WORK ITEM: The answer should hold exactly the lines of the entries below from the one containing "Address #1403" through the last line, both included.

[Data items]
Issue #1403, opened 2025-05-21
Scraper Down: `prapp` down


flooie:
The Puerto Rico Court of Apelaciones (“prapp”) scraper isn’t finding any opinions for 2025, because the site’s decision list currently shows the 2024 link before the 2025 link. This is keeping us from scraping appropriately.

An update to the page and a backscraper is in order.

flooie:
this has been fixed

PR #1404, opened 2025-05-21
Fix `prapp` with backscraper

flooie:
Address #1403 

Fixes `prapp` and adds backscraper


quevon24 (approved):
All the code looks good, the scraper and backscraper work without problems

YOUR RESPONSE:
Address #1403 

Fixes `prapp` and adds backscraper


quevon24 (approved):
All the code looks good, the scraper and backscraper work without problems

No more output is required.